Pendant plusieurs jours les deux pères furent occupés à balayer et à transporter les monceaux d’ordures qui encombraient la maison aussi bien que l’église. Ils firent réparer par quelques ouvriers, les dégâts qu’il était de toute nécessité de faire disparaître, ils ornèrent l’église de leur mieux, y mirent de Très Saint Sacrement, achetèrent de la vaisselle en terre, fabriquèrent eux-mêmes quelques tables grossières, et dix jours après, la communauté, avertie par une lettre du prieur, arriva et trouva dans un réfectoire improvisé, un souper plus que frugal. En arrivant on avait été de suite à l’église chanter le Te Deum et le soir même chacun reprit, en le baisant et le baignant de ses larmes, son saint habit de religion. On coucha comme on put pendant quelques temps et dès le lendemain on commença à chanter la grand-messe et tous les autres offices.

Plusieurs familles notables du Valais désiraient établir les Trappistes sur leurs propriétés mais ceux-ci préférèrent l’ancien couvent des carmes, quoiqu’il offrît bien peu de ressources, à cause de sa position retirée et très solitaire. Géronde [4], n’est réellement qu’un rocher aride où l’on ne trouve presque rien pour les besoins de la vie. Pour avoir de l’eau, il fallait aller la chercher au pied du rocher, à près d’une demi lieue de distance et les religieux étaient obligés d’y descendre plusieurs fois par jour pour le service du couvent. Une autre incommodité bien pénible c’était l’éloignement du jardin placé aussi au bas de la montagne, en sorte que la communauté ne se fatiguait pas moins pour descendre et remonter, que par le travail de culture et d’exploitation. Elle endura pendant plus de trois ans, les incommodités du site de Géronde, avec une grande patience.

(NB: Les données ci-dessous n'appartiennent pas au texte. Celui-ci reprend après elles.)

PR #2242, opened 2024-07-30
[ci] add handler performance test

tosterberg:
## Description ##

This PR adds nightly benchmarking for our main GPU handlers (lmi-dist, vllm, trtllm), using tiny-llama it does performance testing for batch size 1 and 128 for both the standard and chat template inference paths. The performance metrics are persisted to cloudwatch for monitoring.

### DIFF
--- a/tests/integration/llm/client.py
+++ b/tests/integration/llm/client.py
@@ -791,6 +791,14 @@ reranking_model_spec = {
     }
 }
 
+handler_performance_model_spec = {
+    "tiny-llama-model": {
+        "batch_size": [1, 512],
+        "seq_length": [256],
+        "tokenizer": "TinyLlama/TinyLlama-1.1B-Chat-v1.0"
+    }
+}
+
 
 def add_file_handler_to_logger(file_path: str):
     handler = logging.FileHandler(file_path, mode='w')
@@ -902,7 +910,9 @@ def awscurl_run(data,
                 concurrency,
                 num_run=5,
                 dataset=False,
-                output=False):
+                output=False,
+                json_results=False,
+                random_delay=False):
     find_awscurl()
     headers = "Content-type: application/json"
     endpoint = f"http://127.0.0.1:8080/invocations"
@@ -916,9 +926,18 @@ def awscurl_run(data,
     else:
         json_data = json.dumps(data)
         command_data = f"-d '{json_data}'"
+
+    json_output = ""
+    if json_results:
+        json_output = "--json-path benchmark.json"
+
+    delay = ""
+    if random_delay:
+        delay = '--delay "rand(0,1000)"'
+
     command = (f"./awscurl -c {concurrency} "
                f"-N {num_run} -X POST {endpoint} --connect-timeout 300 "
-               f"-H {headers} {command_data} -P -t")
+               f"-H {headers} {command_data} {delay} {json_output} -P -t")
     if tokenizer:
         command = f"TOKENIZER={tokenizer} {command}"
     if output:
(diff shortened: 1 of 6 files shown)


tests/integration/llm/client.py
```diff
@@ -772,6 +772,14 @@ def get_model_name():
     }
 }
 
+handler_performance_model_spec = {
+    "tiny-llama-model": {
+        "batch_size": [1, 128],
```
siddvenk, line 777: In our performance tests previously, we have observed a pretty noticeable change in behavior around batch size 64. Could we include some more batch-sizes here? Maybe [1, 8, 32, 64, 128, 256]?

tests/integration/llm/client.py
```diff
@@ -1356,6 +1375,86 @@ def test_handler(model, model_spec):
...
+            "MetricName": f"{metric_name}_tokenPerRequest",
+            "Unit": "Count",
+            "Value": raw_metrics["tokenPerRequest"]
+        })
+        LOGGER.info(f"{metric_name}")
+        LOGGER.info(f"raw metrics: {raw_metrics}")
+        command = f'aws cloudwatch put-metric-data --namespace "serving_handler" ' \
+                  f'--region "us-east-1" --metric-data \'{json.dumps(metrics)}\''
+        LOGGER.info(command)
+        sp.call(command, shell=True)
```
siddvenk, line 1423: not necessarily for this pr, but I feel like we should be using boto3 to publish to cloudwatch rather than a subprocess call. I think we have this in a few other places, so might be worth refactoring later.

tests/integration/llm/client.py
```diff
@@ -1356,6 +1375,86 @@ def test_handler(model, model_spec):
...
+
+
+def run_rb_handler_performance(benchmark_name, model_spec, req):
+    for batch_size in model_spec["batch_size"]:
+        high_concurrency = batch_size > 16
+        metric_name = f"{benchmark_name}-high-concurrency" if high_concurrency else benchmark_name
```
siddvenk, line 1429: I'd prefer we keep the metric name consistent for all batch_sizes/concurrency, and instead use a dimension for batch size. I'm worried that if we change the batch_size test cases above, we'll lose insight into the behavior differences across more granular batch size tests

tests/integration/llm/client.py
tosterberg: We can if that is preferable, the original goal was to get a no batch and a high batch baseline set. And I see what you are looking to accomplish with this, making this more diagnostic and flexible. Current runtime for the test is about 34 minutes, so I think I will make some changes to support the expansion but keep it to these two values until we discuss in ops next week.

tests/integration/llm/client.py
tosterberg: I agree - I did just follow the subprocess call from previous uses. If we bring in Boto3 it will mean that we need to manage the dependency for some CI tests, which isn't big but is worth noting before we make the refactor.

tests/integration/llm/client.py
tosterberg: I will make an update to just have concurrency in the name, this along with the note above make sense. I think my longer range goal is to be able to also handle multi-modal handler performance like this, so there might be some discussion around metric name there as well.

tests/integration/llm/client.py
lanking520, line 777: batch size is a bit small, we can go even larger like 512 with tiny llama. This could help to zoom the perf diff

siddvenk: yea, we can easily change it in the future so i'm cool with that.

siddvenk (approved):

Il est vrai qu’elle était consolée par les témoignages continuels d’estime et d’affection qu’elle recevait du gouvernement, du clergé et du peuple si chrétien du Valais. Les chefs de la république et les notables du pays la visitaient souvent et venaient se recommander à ses prières. Le 7 septembre, le père prieur reçut du gouvernement du Valais la lettre suivante :

Sion, 7 septembre 1831.

Très révérend père prieur, dans votre solitude vous ignorez peut-être que la fête de demain est spécialement consacrée dans ce canton ainsi que dans toute la Suisse, à des prières générales, pour invoquer sur notre patrie les faveurs du Ciel et implorer ses miséricordes.

Déjà toutes les heures de la journée et une bonne partie de celles de la nuit sont dédiées chez vous à des œuvres de piété dont vous nous partagez abondamment les mérites, et c’est presque extraordinaire de venir vous parler d’actes extraordinaires de dévotion. Il vous sera cependant agréable d’apprendre qu’au moment où vous obtenez aux pieds des autels ce que vous demandez, la population entière de votre patrie actuelle y est également prosternée pour supplier le Ciel de daigner aussi exaucer les prières qu’elle lui adresse dans les intentions que viennent de lui rappeler et l’autorité spirituelle et l’autorité temporelle.

Agréez, très révérend père, que je vous transmette un exemplaire de la publication que le Conseil d’état a fait faire en cette circonstance. Agréez aussi que je profite de cette occasion pour vous réitérer ma vive gratitude, de ce que vous avez bien voulu penser à moi et à ma famille, en nous associant aux trésors des grâces qui sont la récompense de ces actes d’austérité, de ces jeûnes, de ces prières continuelles et de tant d’autres œuvres méritoires qui remplissent toute votre existence. Je sais apprécier la faveur que vous nous faites. Plus que jamais je sens combien me sont nécessaires les prières des âmes saintes, dans la carrière où il a plu à la divine Providence de me placer, etc…

Au nom du gouvernement du Valais, De Courten, Grand Bailli.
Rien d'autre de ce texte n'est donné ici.